> [HOW TO COMPLETE THIS TASK]
Lines of the material that include the string "will" should be returned.

> [DATA EXTRACT]

[Start of Attachment]

PR #744, opened 2019-11-26
GG-25993: Fix issue with trailing slashed in monitoring url.

smoldachev:


modules/management-console-agent/src/main/java/org/apache/ignite/agent/utils/AgentUtils.java
```diff
@@ -64,7 +64,7 @@ private AgentUtils() {
      * @param clusterId Cluster ID.
      */
     public static String monitoringUri(String srvUri, UUID clusterId) {
-        return srvUri + "/clusters/" + clusterId + "/monitoring-dashboard";
+        return srvUri.replaceAll("/+$", "") + "/clusters/" + clusterId + "/monitoring-dashboard";
```
akuznetsov-gridgain: Could we have utility function that will be the same signature as `java.nio.file.Paths#get(java.lang.String, java.lang.String...)` ?
For example: `Utility.buildUri(String first, Object... more)` ? And hide all logic for `\` manipulation in utility function?
So usage will be: `buildUri(srvUri, "clusters", clusterId,  "monitoring-dashboard");`

nva: Try something like this or search in spring utils.
```
URI uri = URI.create(srvUri);

try {
    uri = new URI("http".equalsIgnoreCase(uri.getScheme()) ? "ws" : "wss",
        uri.getUserInfo(),
        uri.getHost(),
        uri.getPort(),
        "/clusters/" + clusterId + "/monitoring-dashboard",
        null,
        null
    );
}
catch (URISyntaxException x) {
    throw new IllegalArgumentException(x.getMessage(), x);
}
```

smoldachev: Replace on StringUtils#trimTrailingCharacter

modules/management-console-agent/src/main/java/org/apache/ignite/agent/utils/AgentUtils.java
```diff
@@ -64,7 +65,7 @@ private AgentUtils() {
      * @param clusterId Cluster ID.
      */
     public static String monitoringUri(String srvUri, UUID clusterId) {
-        return srvUri + "/clusters/" + clusterId + "/monitoring-dashboard";
+        return URI.create(srvUri + "/clusters/" + clusterId + "/monitoring-dashboard").normalize().toString();
```
akuznetsov-gridgain: Lets create utility method for this?

smoldachev: Utility method for utility method? :) I think this method will only be used to monitoring URI.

[End of Attachment]

> [RESPONSE]
akuznetsov-gridgain: Could we have utility function that will be the same signature as `java.nio.file.Paths#get(java.lang.String, java.lang.String...)` ?
So usage will be: `buildUri(srvUri, "clusters", clusterId,  "monitoring-dashboard");`
smoldachev: Utility method for utility method? :) I think this method will only be used to monitoring URI.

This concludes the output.